Da wir uns bei ZOON die Förderung und Entwicklung unserer Demokratie in die Satzung und damit auf die Fahne geschrieben haben, beschränke ich mich mit dieser Rezension auf die Folgen von (extremen) Reichtum für unsere Demokratie. Wieso, könnte man fragen, sollte Reichtum eigentlich ein demokratisches Problem sein? Die Antwort ist so simpel wie schwergewichtig: Geld bedeutet Macht. Genauer: Asymmetrische Gestaltungsmacht. Wer über extreme Vermögen in Form von dreistelligen Millionen- oder gar Milliardenbeträgen verfügt, kann jederzeit die persönlichen Interessen legal (!) durch Lobbyismus und Spenden durchsetzen. Bis hin zur Gesetzgebung durch die eigentlich unabhängige Legislative. Durchschnittliche Bürger:innen können hingegen nur dann einen weitreichenden Einfluss erreichen, wenn sie eine ausreichend große Menge an Mitbürger:innen aktivieren, die durch Instrumente wie Petitionen oder – noch wirkungsvoller – Volksentscheide den Prozess der Gesetzgebung oder einzelner anderer Entscheidungen in ihrem Sinne mitgestalten.
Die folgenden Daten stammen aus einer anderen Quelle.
PR #6149, opened 2026-05-15
SWATCH-4954: fix NPE in contract sync and clear orphaned subscription

Mantzounis:
Jira issue: SWATCH-4954

## Description
When partner Gateway returns entitlements with a null purchase field, it causes an NPE in extractBillingProviderId() that crashed the entire org sync. Also, orphaned contract termination didn't clear the linked subscription's billing fields, leaving SubscriptionSyncService treating it as contract-provided and skipping it indefinitely.

## Testing
Unit and component tests included

### Verification

1. podman compose up -d
2. make build component test swatch-contracts

### DIFF
--- a/swatch-contracts/TEST_PLAN.md
+++ b/swatch-contracts/TEST_PLAN.md
@@ -747,6 +747,53 @@ This section verifies the automatic contract termination behavior when contracts
   - Contract `end_date` is unchanged (still in the future, not terminated)
   - Contract count remains 1
 
+**contracts-sync-TC016 - Sync does not crash when upstream returns entitlement with null purchase**
+- **Description**: Verify that when upstream returns a mix of valid entitlements and entitlements with null `purchase` field, the sync skips the ones with null purchase and processes the valid contracts. Reproduces SWATCH-4954 NPE.
+- **Setup**:
+  - Stub upstream Partner API to return one valid AWS contract and one entitlement with `purchase: null`
+  - Stub offering and search API for the valid contract
+- **Action**: POST `/api/swatch-contracts/internal/rpc/sync/contracts/{orgId}`
+- **Verification**:
+  - Sync returns HTTP 200 with status "SUCCESS"
+  - Only the valid contract is persisted
+- **Expected Result**:
+  - HTTP 200 with StatusResponse
+  - StatusResponse status: "SUCCESS"
+  - Exactly 1 contract persisted (the valid one)
+  - The entitlement with null purchase is skipped without crashing the sync
+
+**contracts-sync-TC017 - Orphaned contract termination clears subscription's contract-provided state**
+- **Description**: Reproduces SWATCH-4954 subscription blocking. When a contract is orphaned (not found in upstream), the termination should clear the subscription's billing provider and measurements so subscription sync can update it.
+- **Setup**:
+  - Create a contract-enabled subscription for the org (AWS ROSA contract)
+  - Verify the subscription has billing provider and measurements set
+  - Re-stub upstream Partner API to return no valid contracts for the org
+- **Action**: POST `/api/swatch-contracts/internal/rpc/sync/contracts/{orgId}`
+- **Verification**:
+  - Contract is terminated (end_date set)
+  - Subscription's billing provider is cleared
+  - Subscription's measurements are cleared
+- **Expected Result**:
+  - HTTP 200 with StatusResponse
+  - Contract still exists but is terminated
+  - Subscription billing provider cleared and measurements cleared — subscription sync will no longer skip it
+
+**contracts-sync-TC018 - Legitimate contract termination preserves subscription's contract-provided state**
+- **Description**: When a contract is legitimately terminated (still present in upstream but with end_date in the past), the subscription should retain its billing provider, billing_account_id, and measurements — unlike orphaned contracts (TC017) which clear them.
+- **Setup**:
+  - Create a contract-enabled subscription (AWS ROSA contract with future end_date)
+  - Verify the subscription has billing provider and measurements set
+  - Re-stub upstream Partner API to return the same contract but with end_date in the past
+- **Action**: POST `/api/swatch-contracts/internal/rpc/sync/contracts/{orgId}`
+- **Verification**:
+  - Contract's end_date is updated to the past date from upstream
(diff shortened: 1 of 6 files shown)


swatch-contracts/TEST_PLAN.md
```diff
@@ -747,6 +747,37 @@ This section verifies the automatic contract termination behavior when contracts
   - Contract `end_date` is unchanged (still in the future, not terminated)
   - Contract count remains 1
 
+**contracts-sync-TC016 - Sync does not crash when upstream returns entitlement with null purchase**
```
Sgitario, line 750: I would not mention that entitlements without purchase are malformed messages.

swatch-contracts/TEST_PLAN.md
```diff
@@ -747,6 +747,37 @@ This section verifies the automatic contract termination behavior when contracts
...
+- **Verification**:
+  - Sync returns HTTP 200 with status "SUCCESS"
+  - Only the valid contract is persisted
+- **Expected Result**:
+  - HTTP 200 with StatusResponse
+  - StatusResponse status: "SUCCESS"
+  - Exactly 1 contract persisted (the valid one)
+  - The malformed entitlement is skipped without crashing the sync
+
+**contracts-sync-TC017 - Orphaned contract termination clears subscription's contract-provided state**
```
Sgitario, line 765: Can you update an existing component test (or add a new one) to validate that legitim contracts that were terminated do not clear the subscription's contract-provided state?

swatch-contracts/src/main/java/com/redhat/swatch/contract/service/ContractService.java
```diff
@@ -578,9 +582,11 @@ private PartnerEntitlements syncContractsByOrgId(
         if (entitlement != null
             && ContractSourcePartnerEnum.isSupported(entitlement.getSourcePartner())) {
           String bpId = contractEntityMapper.extractBillingProviderId(entitlement);
-          if (bpId != null) {
-            upstreamBillingProviderIds.add(bpId);
+          if (bpId == null) {
+            log.warn("Skipping entitlement with null purchase for org {}: {}", orgId, entitlement);
+            continue;
```
Sgitario: please, avoid using `continue` because it makes harder to follow the sequence logical order of this logic.

swatch-contracts/src/main/java/com/redhat/swatch/contract/service/ContractService.java
```diff
@@ -528,6 +528,10 @@ private void terminateActiveSubscriptionsForContract(
                   "Terminating subscription that no longer exists in upstream partner API: {}",
                   sub);
               sub.setEndDate(terminationDate);
+              sub.setBillingProvider(null);
+              sub.setBillingProviderId(null);
+              sub.setBillingAccountId(null);
+              sub.getSubscriptionMeasurements().clear();
```
Sgitario, line 534: question: why do we need to also clear the subscription measurements?

swatch-contracts/src/main/java/com/redhat/swatch/contract/model/ContractEntityMapper.java
```diff
@@ -116,11 +119,11 @@ default String extractBillingProviderId(PartnerEntitlementV1 entitlement) {
...
     } else if (isAzureMarketplace(partner)) {
+      var contracts = entitlement.getPurchase().getContracts();
       var azurePlanId =
-          entitlement.getPurchase().getContracts().stream()
-              .map(SaasContractV1::getPlanId)
-              .findFirst()
-              .orElse("");
+          contracts != null
+              ? contracts.stream().map(SaasContractV1::getPlanId).findFirst().orElse("")
+              : "";
```
Sgitario, line 134: is this change necessary ?

swatch-contracts/src/main/java/com/redhat/swatch/contract/model/ContractEntityMapper.java
```diff
@@ -108,6 +108,9 @@ default String extractBillingAccountId(PartnerIdentityV1 accountId) {
   /** Extract billingProviderId from Partner Gateway API response */
   @Named("billingProviderId")
   default String extractBillingProviderId(PartnerEntitlementV1 entitlement) {
+    if (entitlement.getPurchase() == null) {
+      return null;
```
Sgitario, line 120: can you add a log warning statement saying that this contract was skipped? it's important to also mention the org ID for troubleshooting.

Sgitario (changes requested):

swatch-contracts/src/main/java/com/redhat/swatch/contract/model/ContractEntityMapper.java
Mantzounis: It's a defensive fix against nullable fields in the partner gateway model, contracts != null is a separate npe from getPurchase() == null.

swatch-contracts/src/main/java/com/redhat/swatch/contract/service/ContractService.java
Mantzounis: in subscription sync,   if (hasBillingProvider && !existingSubscription.getSubscriptionMeasurements().isEmpty()) {
      log.info(
          "Skipping sync of subscriptionId={} because it has contract-provided capacity",
          existingSubscription.getSubscriptionId());
      return;
  }   
  
If either billing fields or measurements remain after contract orphaning, subscription sync keeps skipping the subscription. That's why I think clearing both is necessary since clearing only billing provider but leaving measurements wouldn't be enough because the check is && and we also keep a consistent state this way, so clearing both makes the subscription fully "non-contract-provided" again.

swatch-contracts/src/main/java/com/redhat/swatch/contract/service/ContractService.java
Mantzounis: thank you I will fix that

swatch-contracts/src/main/java/com/redhat/swatch/contract/service/ContractService.java
Sgitario: Thanks for the clarification!

Sgitario (approved):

Der politischen Einflussnahme extrem reicher Personen oder Familien könnte man nun entgegenhalten, dass sie dafür umgekehrt Geld spenden und vieles finanzieren, was gemeinnützig ist. Das stimmt zwar teils, hat dafür aber meist einen hohen Preis: Denn die Philanthropie ist ihrerseits, wie Sebastian trefflich darlegt, reichlich undemokratisch. Die Philanthrop:innen entscheiden viel zu oft alleine, für was sie ihr Geld einsetzen wollen und stimmen ihr Engagement nicht demokratisch ab. Nicht selten wird gefördert, was zwar theoretisch allen zu Gute kommen kann, wie ein Museum, was aber keine dringenden Probleme löst. „Themen, die in der Philanthropie massiv unterrepräsentiert sind, sind dagegen zum Beispiel feministische Anliegen oder solche von Menschen mit Migrationsgeschichte und Menschen, die von Armut betroffen sind.“ (S. 118) Und schließlich erzeugt die Philanthropie Kollateralschäden, von denen nicht klar ist, ob sie den Nutzen überwiegen: Stiftungsvermögen werden in Unternehmen und Branchen angelegt, die beispielsweise viel zu hohe CO2 Emissionen aufweisen. Außerdem entgehen dem Staat auf diesem Weg Steuereinnahmen, die nicht nach dem Gutdünken einer Person oder Familie genutzt werden. Genau deshalb sollte „die Philanthropie der Zukunft Projekte [finanzieren], die Philanthropie überflüssig machen. Dazu gehört zuallererst, die Ungleichheitskrise strukturell zu lösen“ (S. 119)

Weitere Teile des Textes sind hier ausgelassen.